I’ve always provided students with scaffolding for their assignments, nowadays using GitHub. That scaffolding includes the relevant .cabal
file. We tell students to use cabal repl
to explore their code. None of this has ever caused problems.
In final projects, I have given students the option of using additional libraries, and pointed them to the Cabal documentation. Several (motivated) students have followed this approach, and did not report problems using Cabal.
In olden times, I had to tell students how to install Haskell on their machines. My instructions seem to have switched from the Haskell platform to GHCup in 2022. More recently, I have encouraged students to use Docker, via VS Code, and now to use Codespaces. (Gitpod would work as well, but would have required more manual plumbing and cooperation from our IT folks).
The primary issues we had to debug were library conflicts (every so often, someone managed to get GHC and Python to conflict on Windows IIRC) , and a brief bit of nonsense with the first Apple Silicon devices. We did not run into issues with students being unable or unwilling to follow either the Haskell platform or GHCup installation instructions on any operating system.
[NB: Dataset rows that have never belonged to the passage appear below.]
PR #1388, opened 2021-03-02
small bug fixes

mtaillefumier:
this PR contains some small fixes for spla (toolchain) and the dgemm backend.

### DIFF
--- a/tools/toolchain/install_cp2k_toolchain.sh
+++ b/tools/toolchain/install_cp2k_toolchain.sh
@@ -309,8 +309,8 @@ with_spglib="__INSTALL__"
 with_hdf5="__DONTUSE__"
 with_elpa="__INSTALL__"
 with_libvdwxc="__DONTUSE__"
-with_spfft="__INSTALL__"
-with_spla="__INSTALL__"
+with_spfft="__DONTUSE__"
+with_spla="__DONTUSE__"
 with_cosma="__INSTALL__"
 with_libvori="__INSTALL__"
 # for MPI, we try to detect system MPI variant
@@ -619,6 +619,9 @@ while [ $# -ge 1 ]; do
     --with-libvori*)
       with_libvori=$(read_with $1)
       ;;
+    --with-spla*)
+      with_spla=$(read_with $1)
+      ;;
     --help*)
       show_help
       exit 0
@@ -746,6 +749,7 @@ fi
 # SIRIUS dependencies. Remove the gsl library from the dependencies if SIRIUS is not activated
 if [ "$with_sirius" = "__INSTALL__" ]; then
   [ "$with_spfft" = "__DONTUSE__" ] && with_spfft="__INSTALL__"
+  [ "$with_spla" = "__DONTUSE__" ] && with_spla="__INSTALL__"
   [ "$with_gsl" = "__DONTUSE__" ] && with_gsl="__INSTALL__"
   [ "$with_libxc" = "__DONTUSE__" ] && with_libxc="__INSTALL__"
   [ "$with_fftw" = "__DONTUSE__" ] && with_fftw="__INSTALL__"
--- a/src/grid/cpu/grid_collocate_dgemm.c
+++ b/src/grid/cpu/grid_collocate_dgemm.c
@@ -245,7 +245,7 @@ void apply_sphere_cutoff_ortho(struct collocation_integration_ *const handler,
   int **map = handler->map;
   map[1] = map[0] + 2 * cmax + 1;
   map[2] = map[1] + 2 * cmax + 1;
-  memset(map[0], 0xff, sizeof(int) * 3 * (2 * cmax + 1));
+  // memset(map[0], 0xff, sizeof(int) * 3 * (2 * cmax + 1));
 
   for (int i = 0; i < 3; i++) {
     for (int ig = 0; ig < handler->cube.size[i]; ig++) {
@@ -336,7 +336,7 @@ void apply_spherical_cutoff_generic(
   int **map = handler->map;
   map[1] = map[0] + 2 * cmax + 1;
   map[2] = map[1] + 2 * cmax + 1;
-  memset(map[0], 0xff, sizeof(int) * 3 * (2 * cmax + 1));
+  //	memset(map[0], 0xff, sizeof(int) * 3 * (2 * cmax + 1));
 
   for (int i = 0; i < 3; i++) {
     for (int ig = 0; ig < handler->cube.size[i]; ig++) {
@@ -476,8 +476,8 @@ void collocate_l0(double *scratch, const double alpha, const bool orthogonal_xy,
 
 /* compute the following operation (variant) it is a tensor contraction
 
-   V_{kji} = \sum_{\alpha\beta\gamma} C_{\alpha\gamma\beta} T_{2,\alpha,i}
-   T_{1,\beta,j} T_{0,\gamma,k}
+         V_{kji} = \sum_{\alpha\beta\gamma} C_{\alpha\gamma\beta} T_{2,\alpha,i}
+         T_{1,\beta,j} T_{0,\gamma,k}
 
 */
 void tensor_reduction_for_collocate_integrate(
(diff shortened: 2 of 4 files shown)


tools/toolchain/install_cp2k_toolchain.sh
```diff
@@ -57,178 +57,178 @@ OPTIONS:
 
 -h, --help                Show this message.
 -j <n>                    Number of processors to use for compilation, if
-                          this option is not present, then the script
-                          automatically tries to determine the number of
-                          processors you have and try to use all of the
-                          processors.
+													this option is not present, then the script
```
oschuett: Looks like some unintended reformatting slipped in.

hfp:
Just a note: I am getting crashes ("invalid memory references") with the CPU backend for instance when running H2O-64 using an PSMP binary. the stacktrace looks like:

```text
#6  0x0000000004292bd4 in dgemm_simplified (m=0x2aaab1e73a50) at /nfs/home2/hpabst/cp2k/src/grid/cpu/utils.c:56
#7  0x0000000004295a68 in rotate_to_cartesian_harmonics (ibasis=0x1cd13710, jbasis=0x1cd13710, iatom=32, jatom=44, iset=0, jset=0, block=0x242e2ae0,
    work=0x2aaab1e73d50, pab=0x2aaab1e73c30) at /nfs/home2/hpabst/cp2k/src/grid/cpu/grid_collocate_dgemm.c:99
#8  0x00000000042990dd in extract_blocks (ctx=0x1cbc9a50, task=0x2aacb042f9e0, pab_blocks=0x1ce6cc50, work=0x2aaab1e73d50, pab=0x2aaab1e73c30)
    at /nfs/home2/hpabst/cp2k/src/grid/cpu/grid_collocate_dgemm.c:1002
#9  0x0000000004299139 in compute_coefficients (ctx=0x1cbc9a50, handler=0x208fc040, previous_task=0x0, task=0x2aacb042f9e0, pab_blocks=0x1ce6cc50,
    pab=0x2aaab1e73c30, work=0x2aaab1e73d50, pab_prep=0x2aaab1e73e70) at /nfs/home2/hpabst/cp2k/src/grid/cpu/grid_collocate_dgemm.c:1015
#10 0x0000000004299a79 in collocate_one_grid_level_dgemm._omp_fn.0 () at /nfs/home2/hpabst/cp2k/src/grid/cpu/grid_collocate_dgemm.c:1182
```

For the above stacktrace, I merged this PR (but it certainly happens also with CP2K 8.1 or master revision). The problem seems to be independent of whether BLAS or LIBXSMM is used (in both cases I am getting these invalid memory references).

Can you reproduce this as well, or maybe I am doing something wrong?

```text
&GLOBAL
  ...
  &GRID
    BACKEND CPU
  &END
  ...
&END GLOBAL
```

Above, the default CUTOFF setting (`FALSE`) is used but `APPLY_CUTOFF TRUE` leads to the same issue.

mtaillefumier:
@hfp : thanks for reporting this issue. I will look into it. I never had this issue before I also do not think this is coming from mkl or libxsmm so I suspect that the changes I made did not solve the initial problem. 
```

&GRID
    BACKEND CPU
  &END
```

means that the cut-off is applied. I choose to set it on default because I wanted to run the regtests. I am sorry to ask but could you rerun the example with APPLY_CUTOFF FALSE. I think I know where the initial issue is but I want to be sure it is actually there. 

The fact that it crashes exactly in `rotate_to_cartesian_harmonics` is really surprizing because this path is taken all the time independently on mpi or not. I think the memory is corrupted and the corruption propagates through the runs.

mtaillefumier:
I ran the the same test locally and I get a crash when I do **not** apply the cut-off. If I relax the constraint then it crash for some obscur reasons. It is mpi related but this code never call mpi which means the problem comes from the way I treat the grid splitting. I never encountered this problem before. 

Could you postpone the merge ?

mtaillefumier:
I found the issue and fixed it. I run the same example than for good measure with different numbers of MPI ranks (both ortho and non-ortho with and without cutoff) and all pass.

hfp:
> 
> 
> I found the issue and fixed it. I run the same example than for good measure with different numbers of MPI ranks (both ortho and non-ortho with and without cutoff) and all pass.

Awesome!  I will try it asap and leave a note here. Sorry, for not replying earlier (I noticed your questions now but believe there is no open question left ;-).

mtaillefumier:
No hurries though. I would still be interested in by a test on your side. You can safely ignore my questions :). Two pairs of eyes are better than one.

hfp:
Unfortunately, I am still getting these invalid memory references/crashes. I tested with multiple ranks/threads (PSMP debug variant, no libxsmm, no libxc, no libint, no elpa, etc.), and it is not related to the rank-count but rather fails with multiple threads. So, things seem to work correctly in a single-threaded fashion (no crash).

mtaillefumier:
Do you use mkl or openblas ?

mtaillefumier:
When I run it with libxsmm+mkl+mpi and none of the other dependencies, I have absolutely no issues. The multithreaded version is no different from the single threaded one. Each thread has its own scratch memory which is allocated locally, and all data that are shared between the threads (they could be independent processes like I would treat the multigpu case)  are considered read only. The only thing I could see is the call to cblas_functions routines. 

I guess valgrind might be able to catch where the mistake comes from but I do have any crash whatsoever with the minimal setup. Of course I use mkl + libxsmm which are known to be thread safe. original cblas implementation should also work.

Do you have any errors output of simply crashes ?

hfp:
I was linking against MKL. I also put unlimited stack size (just in case). Did you build your binary with OpenMP/flag? As I said (PSMP), this might be related.

mtaillefumier:
> I was linking against MKL. I also put unlimited stack size (just in case). Did you build your binary with OpenMP/flag? As I said (PSMP), this might be related.

That's interesting. something else must be wrong. stask size is not unlimited because I do not use the stack for tables only local variables.

I have this in CFLAGS

$(DFLAGS) -g -O2 \
	-march=skylake-avx512 -O2 -g -ftree-loop-vectorize -ftree-vectorize -fopenmp-simd -fopenmp

mtaillefumier:
I recompiled with mkl only and everything seems to work fine. I see no difference if I compile with libxsmm + mkl or mkl whatsoever. 

It also run on my local machine (Fedora 33) and centos 8. My arch file is the following. There is nothing really outstanding in this configuration.

```
CC          = gcc
CXX         = g++
AR          = ar -r
FC          = mpif90
LD          = mpif90
#
DFLAGS      = -D__LIBXSMM -D__MKL  -D__parallel  -D__MKL -D__SCALAPACK -D__FFTW3  -D__HDF5 -D__SPGLIB
#
WFLAGS      = -Werror=aliasing -Werror=ampersand -Werror=c-binding-type -Werror=intrinsic-shadow -Werror=intrinsics-std -Werror=line-truncation -Werror=tabs -Werror=target-lifetime -Werror=underflow -Werror=unused-but-set-variable -Werror=unused-variable -Werror=unused-dummy-argument -Werror=conversion -Werror=zerotrip -Wno-maybe-uninitialized -Wuninitialized -Wuse-without-only
#
FCDEBFLAGS  = -fbacktrace -ffree-form -fimplicit-none -std=f2008
CFLAGS      = -march=native -mtune=native \
	        -g  -O2 \
	        -funroll-loops $(PROFOPT) \
	        -fopenmp -fopenmp-simd \
	        -I/usr/include/openmpi-x86_64 \
	        -m64 \
	        -I/opt/intel/oneapi/mkl/2021.1.1/env/../include \
	        -I/usr/include/libxsmm -std=c11 -Wall -Wextra $(DFLAGS)
FCFLAGS     = -march=native -mtune=native -fno-omit-frame-pointer -g  -O2 -fopenmp -I/usr/include/openmpi-x86_64 -m64 -I'/usr/include/libxsmm' $(FCDEBFLAGS) $(WFLAGS) $(DFLAGS)
#
LDFLAGS     = $(FCFLAGS) -Wl,--enable-new-dtags -pthread -Wl,-rpath -Wl,/usr/lib64/openmpi/lib -Wl,--enable-new-dtags -L/usr/lib64/openmpi/lib    -L'/usr/lib64' -Wl,-rpath='/usr/lib64' -L'/home/mathieut/Projects/codes/cp2k/tools/toolchain/install/libxsmm-1.16.1/lib' -Wl,-rpath='/home/mathieut/Projects/codes/cp2k/tools/toolchain/install/libxsmm-1.16.1/lib' -L'/usr/lib64' -Wl,-rpath='/usr/lib64'
LIBS        = -lsymspg -lxsmmf -lxsmm -ldl -lpthread -lfftw3_mpi -lfftw3 -lfftw3_omp   -lmpi_cxx -lmpi  /opt/intel/oneapi/mkl/2021.1.1/env/../lib/intel64/libmkl_scalapack_lp64.so -Wl,--start-group /opt/intel/oneapi/mkl/2021.1.1/env/../lib/intel64/libmkl_gf_lp64.so /opt/intel/oneapi/mkl/2021.1.1/env/../lib/intel64/libmkl_sequential.so /opt/intel/oneapi/mkl/2021.1.1/env/../lib/intel64/libmkl_core.so /opt/intel/oneapi/mkl/2021.1.1/env/../lib/intel64/libmkl_blacs_openmpi_lp64.so -Wl,--end-group -lpthread -lm -ldl -lstdc++
#
FYPPFLAGS   = -n --line-marker-format=gfortran5

```

hfp:
Let's sort this out next week. I will go for your ARCH file and check.

mtaillefumier:
> Let's sort this out next week. I will go for your ARCH file and check.

perfect. I can not reproduce this error anymore.

PR #1389, opened 2021-03-03
LibXC 5.1.2 and add extra LibXC sections

fstein93:
This PR is a follow up to #914 . 

- bumps LibXC to 5.1.2 fixing a memory leak in the Fortran interface and allows to
- add one section to the XC_FUNCTIONALS section per LibXC functional
- LIBXC section is deprecated and will be removed later.

Can anyone of the admins add the new tarball to the static downloads, please? Then I will change the download link again.


oschuett:
> Can someone of the admins add the new tarball to the static downloads, please? 

Voilà: https://www.cp2k.org/static/downloads/libxc-5.1.2.tar.gz

fstein93:
Does anyone have an idea why the CI fails to build Sirius?

oschuett:
To debug this you could temporarly remove the output redirection in [install_sirius.sh:141](https://github.com/cp2k/cp2k/blob/master/tools/toolchain/scripts/stage8/install_sirius.sh#L141).

My guess would be that SIRIUS is not compatible with libxc-5.1.2.

oschuett:
While cmake swallowed the actual compiler [output](https://storage.googleapis.com/cp2k-ci/run-cp2k-sdbg-6c92a13a_report.txt), one of the failing files is `potential/xc.cpp`. Hence, it seems that SIRIUS 7.0.2 is indeed incompatible with libxc 5.1.2. So much for semantic versioning :-/

fstein93:
I wonder what exactly makes it fail. I can build CP2K locally with SIRIUS. I am using the arch files of the toolchain. The tests don't work though.

fstein93:
I was comparing the two failing reports. It is probably something else because in the new report, potential/potential.cpp does not fail It is probably just by accident (now it is potential/xc.cpp). I am rebuilding the toolchain from scratch now.

oschuett:
> I wonder what exactly makes it fail.

The container runs out of memory. For some reason it launches up to 62 instances of `cc1plus` in parallel although the machine has only 32 vCPUs. Maybe cmake ignores the `-j $NPROC` argument?

oschuett:
Oh, I know what's going on. The `$NPROCS` variable is set in [install_cp2k_toolchain.sh](https://github.com/cp2k/cp2k/blob/master/tools/toolchain/install_cp2k_toolchain.sh#L342) and then stored in the Docker cache. This CI run reuses layers that were created on a node with 64 vCPUs. I only recently added those for the new [performance test](https://dashboard.cp2k.org/archive/perf-openmp/index.html).

I'll take care of this.

oschuett:
There is a merge conflict now. Could you please remove your changes to `install_sirius.sh`?

fstein93:
Sure. I am just accelerating some of the regtests ( #174 )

To summarize: in my teaching, the mechanics of setting up GHC and interacting with Cabal fall primarily on the instructor and course staff. It is easy enough to set up student assignments in such a way that only students independently interested in learning about Haskell and its ecosystem have any need to interact with these tools. Finally, while I may be ahead of the curve in switching to hosted development environments, I suspect this will very shortly be the norm in many educational institutions—the reduction in overhead and increases in accessibility are just too much to be ignored.